Debates of May 28, 2012 (day 4)
MEMBER’S STATEMENT ON TIMELY CABINET RESPONSES TO REGULAR MEMBER QUESTIONS AND CONCERNS
Thank you, Mr. Speaker. Many promises and commitments were made in the TLC some months ago about being responsive to Members. Most notably, many of the Members, and some of them sitting on the other side of the House, pleaded with their colleagues and told them how hard they’d work for them and they’d be responsive. I’ll acknowledge that sometimes forgetting things is the reality of doing a job and it does happen to all of us whether we want to admit it or not. Often it’s referred to as being human.
There is a certain exception to that. If you’re in Cabinet, you’re expected to rise above those problems and, of course, you have to work around them at the same time. Some of the biggest critics, or I should say often the harshest critics who are now sitting on the other side of the House, have been ignoring some e-mails and questions even by myself. Several Ministers, to put the point even sharper on there, I’ve e-mailed even the Premier, who has had no replies. I’ve e-mailed and even visited the Minister Robert C. McLeod, with no replies, and in one particular occasion I’ve waited three months for a response that I had to remind them the other day. I’ve got an e-mail outstanding 20 days ago that still has no reply.

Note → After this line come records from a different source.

PR #1015, opened 2019-02-11
Allow the creation of private events 

### LINKED ISSUE #982: Add private boolean to events
Either a boolean or a code that allows you to publish an event but it doesn't show up on the public index endpoints. You must have the event_id or the code (if we go that route) to view the event.

SWvheerden:
### Closes Issues:
fixes #982 
### Description:
This hides events that are private and allows the user to add give an access code to view the event
### Migrations
add private code to events table

### Environment Variables
 * No change


Cargo.lock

When you make a commitment in the House to follow up on a particular issue such as the road salt used on Ingraham Trail, that’s been waiting 103 days for that response from the Minister of Transportation. These commitments are not just to us but to our constituents in trying to do the job. If a Minister says in this particular House they’ll follow up on those things, it’s very important. When a Premier or even a Minister decides to ignore your e-mail and chooses not to answer it, that affects our job. How do we do our jobs as MLAs without those types of responses? It makes it very challenging.

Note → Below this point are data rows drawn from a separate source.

Issue #985, opened 2019-02-06
Downgrade stripe errors 'do not honor', 'incorrect cvc' and 'insufficient funds' to validation errors


mikethetike:
The main aim of this issue is to remove these from the error logs. The front end will need to handle these as 422 validation errors similar to other API calls.

@zmelamed, please confirm priority of this

PR #1021, opened 2019-02-12
Handle some stripe errors as validation errors

Timo614:
### Closes Issues:
Closes: #985

### Description:
This branch closes the associated issue by treating some Stripe errors as validation errors instead of internal errors. I adjusted the logic so the `StripeError` persists the `error_code` and the logic to convert that into a `PaymentProcessorError` displays some error validation text in the event those responses are returned. The status code 422 is returned in those cases with some additional validation text in the response body.

Note: It's not a complete fix for the desires of 985, however, as the current master's logic tends to log errors across multiple locations:
- https://github.com/actix/actix-web/blob/f383f618b537d6912ba9e2e7e27402b7bba964e1/src/pipeline.rs#L558 Active-web pipeline files a warning with the StripeError regardless of anything we do
- https://github.com/big-neon/bn-api/blob/master/api/src/middleware/big_neon_logger.rs#L48 BigNeon's `big_neon_logger` files an `Error` regardless if it finds an `error` on the response 

Can be seen via Stripe's test cards (which allow for some error flows):
https://stripe.com/docs/testing#cards

### Migrations
 * No Migrations

### Environment Variables
 * No change


mikethetike:
I think we would need to add some code to `controllers::cart::auth_then_complete()` to handle the result and return an Ok(HttpResponse) to avoid the big_neon_logger.

Happy for this to go in as it is now though

PR #1037, opened 2019-02-14
Promoter event access

mikethetike:
### Description:
Some extra routes to make inviting a user as a promoter to an event easier to use on the front end. Also added a more descriptive "OrgReadEvents" scopes that allows a user to get events for an organization. (Previously used Scopes::RedeemTicket)

### Migrations
 * No Migrations

### Environment Variables
 * No change


db/src/models/scopes.rs
```diff
@@ -33,6 +33,7 @@ pub enum Scopes {
     OrgFans,
     OrgFinancialReports,
     OrgRead,
+    OrgReadEvents,
```
SWvheerden: This is probably going to clash with canviewprivate?
We should probably only keep one

PR #1038, opened 2019-02-15
Changed the dashboard results to face value

Krakaw:
### Closes Issues:
Closes big-neon/bn-web#1104
### Description:
Returns only ticket face values for dashboard
### Migrations
 * No Migrations

### Environment Variables
 * No change


Krakaw:
> Not sure how this change fixes the problem, but the code itself looks fine

The dashboard only shows the face value of the tickets. So I've only included the item_type = 'Tickets' rows from the order_items table. That way no fees are making their way to the dashboard.

PR #1044, opened 2019-02-18
Delete promoter

mikethetike:
### Closes Issues:
Related to big-neon/bn-web#1117

### Description:
Add endpoints for deleting users/promoters from an event

### Migrations
 * No Migrations

### Environment Variables
 * No change


api/src/controllers/events.rs
```diff
@@ -1053,3 +1053,45 @@ pub fn users(
...
     Ok(WebPayload::new(StatusCode::OK, payload))
 }
+
+#[derive(Deserialize)]
+pub struct EventUserPathParams {
+    id: Uuid,
+    user_id: Uuid,
+}
+
+pub fn remove_user(
```
Krakaw: Do we need a test for this?

Issue #1029, opened 2019-02-13
When a ticket_type has it's remaining available allocation in a hold it should only be shown to the client after adding an access code


Krakaw:
If you create a ticket type called "Media Passes" with a quantity of 100 and a price of $0. 
Then create a hold with 100 quantity. They should only show up to people after they have entered a code to "unlock" them.

Timo614:
Should we close this in favor of #1059 and using private for these ticket types? It's possible people will mistakenly set them to public still so there could be some value it's just more explicit with that approach. Wondering if I should close my PR for this (should be set just not sure if the other configuration options may accomplish the same thing).

Krakaw:
Closed in #1059

Krakaw:
Closed in #1059

PR #1050, opened 2019-02-19
[DO NOT MERGE] Hide ticket type when entirely allocated to hold

Timo614:
### Closes Issues:
Closes: #1029 

### Description:
This logic modifies the display logic for an event not include ticket types that take up the entire allocated set.

I also adjusted the logic that determines the price range to not include the price for the ticket types that are entirely allocated by holds (as those aren't visible so wouldn't make sense to see 25-50 and reach the page and only see 50 if the 25 are entirely in hold inventory).

Note: It would be possible to hide these ticket types now with some recent changes pushed up but would have to be set on each hold only ticket type so this issue seems worth doing. Holds tickets are not included in the quantity returned as available so a hold only ticket type is immediately in the sold out state and can trigger the configurable sold out state logic to be hidden if sold out:
https://github.com/big-neon/bn-api/pull/1047
https://github.com/big-neon/bn-api/pull/1048

### Migrations
 * No Migrations

### Environment Variables
 * No change


Timo614:
Not sure if this is still worth it with #1059 -- it does prevent accidental data leakages as it catches any ticket type setup for a holds only setup but anyone making a hold only ticket type is probably aware they want it to be private so it may just be added clutter to the logic as it's less explicit why it's not returned with this approach.

Timo614:
Confirming via associated issue if we still want this behavior or if the private ticket type approach would be more ideal for this use case. Will update the PR once I hear back and close if it's not needed.

Timo614:
Going to close this PR re message in associated issue to use #1059 for this feature. Will reopen if we have a need though.

Issue #990, opened 2019-02-06
Payments - Add additional meta data to stripe transactions


zmelamed:
Add as many of the following as meta data to orders in stripe as possible:
Event Name
Event ID
Event Date/Time
Venue Name
Customer Name
Number of Tickets
Face Value
Fees

Add this info retro-actively as well if possible

PR #1051, opened 2019-02-20
Stripe additional metadata

Timo614:
### Closes Issues:
Closes: #990

### Description:
This branch attempts to fix the associated issue by adding some additional metadata to Stripe charge. To facilitate this I just added a new metadata method on the `Order` model which can be updated in the future if we need to store different data here.

We should be able to reuse the script we're using here for the old entries to trigger a sitewide resync of metadata. I ended up having to make it its own CLI in the API project as this logic didn't really belong in the DB crate. I figure using this approach we can add different tasks we need to do on the API side over time as needed. The script should work fine as it has a little sleep in it to prevent us from banging away at Stripe. We will likely need to adjust the script as the size of payment records grows in the future but for the time being should be fine if we need to iterate on metadata and update it.

Wasn't sure if we could update metadata with Globee (the issue was for Stripe and I have little experience with Globee). For now I have the logic only update Stripe charges when running the update script.

Let me know if we should rename any of the fields. I went with plural names for the `event_names`, etc. as we theoretically could support a card with multiple events but I could go with singular if we prefer that. I know it's unlikely to happen so not sure the best call there so seemed safer to set the expectation it could be a comma separated list.

Example in Stripe:
screen shot 2019-02-19 at 9 08 22 pm

### Migrations
 * No Migrations

### Environment Variables
 * One change is to how you run the server locally. Previously we only had the one binary file so it defaulted to using that for cargo run. You need to specify it now, however like: `cargo run --bin server -- -t false`. There is a experimental cargo feature to allow the selection of a default binary so once that makes it into the release we should be able to revert back to the easier API but for now will need to specify.


Timo614:
I've added a script for updating the existing data. I couldn't find any way via Stripe to bulk update a set of properties across multiple charges so it iterates over each charge with a small sleep. It should work fine for now but someone with access will need to run it after it's live as I lack staging's credentials.

I did run it locally for testing after updating the event name used by my charge (debug logging so it shows the per charge):

```
../target/debug/api-cli sync-purchase-metadata
 {"level":"INFO","time":"[2019-02-20][18:15:17]","target":"api_cli","message":"Loading environment"}
 {"level":"INFO","time":"[2019-02-20][18:15:17]","target":"none","message":"Environment loaded"}
 {"level":"INFO","time":"[2019-02-20][18:15:17]","target":"api_cli","message":"Syncing purchase metadata"}
 {"level":"DEBUG","time":"[2019-02-20][18:15:17]","target":"hyper::client::connect::dns","message":"resolving host=\"api.stripe.com\""}
 {"level":"DEBUG","time":"[2019-02-20][18:15:17]","target":"hyper::client::connect::http","message":"connecting to 54.187.208.163:443"}
 {"level":"DEBUG","time":"[2019-02-20][18:15:17]","target":"hyper::proto::h1::io","message":"flushed 279 bytes"}
 {"level":"DEBUG","time":"[2019-02-20][18:15:17]","target":"hyper::proto::h1::io","message":"flushed 392 bytes"}
 {"level":"DEBUG","time":"[2019-02-20][18:15:18]","target":"hyper::proto::h1::io","message":"read 3007 bytes"}
 {"level":"DEBUG","time":"[2019-02-20][18:15:18]","target":"hyper::proto::h1::io","message":"parsed 14 headers"}
 {"level":"DEBUG","time":"[2019-02-20][18:15:18]","target":"hyper::proto::h1::conn","message":"incoming body is content-length (2388 bytes)"}
 {"level":"DEBUG","time":"[2019-02-20][18:15:18]","target":"hyper::proto::h1::conn","message":"incoming body completed"}
 {"level":"DEBUG","time":"[2019-02-20][18:15:18]","target":"hyper::client::pool","message":"pooling idle connection for \"https://api.stripe.com\""}
 {"level":"DEBUG","time":"[2019-02-20][18:15:18]","target":"reqwest::async_impl::response","message":"Response: '200 OK' for https://api.stripe.com/v1/charges/ch_1E5kHRJIAfNqtxWrL2NYjCBp"}
 {"level":"DEBUG","time":"[2019-02-20][18:15:18]","target":"tokio_reactor","message":"dropping I/O source: 0"}
 {"level":"DEBUG","time":"[2019-02-20][18:15:19]","target":"hyper::client::connect::dns","message":"resolving host=\"api.stripe.com\""}
 {"level":"DEBUG","time":"[2019-02-20][18:15:19]","target":"hyper::client::connect::http","message":"connecting to 54.187.208.163:443"}
 {"level":"DEBUG","time":"[2019-02-20][18:15:19]","target":"hyper::proto::h1::io","message":"flushed 279 bytes"}
 {"level":"DEBUG","time":"[2019-02-20][18:15:19]","target":"hyper::proto::h1::io","message":"flushed 390 bytes"}
 {"level":"DEBUG","time":"[2019-02-20][18:15:20]","target":"hyper::proto::h1::io","message":"read 3036 bytes"}
 {"level":"DEBUG","time":"[2019-02-20][18:15:20]","target":"hyper::proto::h1::io","message":"parsed 14 headers"}
 {"level":"DEBUG","time":"[2019-02-20][18:15:20]","target":"hyper::proto::h1::conn","message":"incoming body is content-length (2417 bytes)"}
 {"level":"DEBUG","time":"[2019-02-20][18:15:20]","target":"hyper::proto::h1::conn","message":"incoming body completed"}
 {"level":"DEBUG","time":"[2019-02-20][18:15:20]","target":"hyper::client::pool","message":"pooling idle connection for \"https://api.stripe.com\""}
 {"level":"DEBUG","time":"[2019-02-20][18:15:20]","target":"reqwest::async_impl::response","message":"Response: '200 OK' for https://api.stripe.com/v1/charges/ch_1E5kHbJIAfNqtxWrjJK0atYu"}
```

Old:
screen shot 2019-02-20 at 1 10 54 pm

With new event name:
screen shot 2019-02-20 at 1 15 55 pm

PR #1059, opened 2019-02-20
Add is private to ticket types

mikethetike:
### Migrations
 * No Migrations

### Environment Variables
 * No change


Krakaw:
> Change looks good to me but we may want to also make a modification to the following file:
> [bn-api/db/src/models/events.rs](https://github.com/big-neon/bn-api/blob/953bbf6b196ef985892762aaf65110c3b93e085f/db/src/models/events.rs#L275)
> 
> Line 275 in [953bbf6](/big-neon/bn-api/commit/953bbf6b196ef985892762aaf65110c3b93e085f)
> 
>  pub fn ticket_pricing_range_by_events( 
> Just to filter out the private ticket types otherwise a private one with a lower/higher price could adjust the range we show to consumers.

Good point!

We want to work as hard as possible and certainly in a collaborative way, but the challenge before us is to do these things. Later today I’ll be asking the Deputy Premier, who is the first lieutenant of this particular ship we know as the McLeod government, what leadership he will provide at the Cabinet table to ensure that Ministers are responding to Members and their concerns. It is an important duty if they’re in that office that they respond to us, because we’re working for constituents and how do we do that in the absence of the information.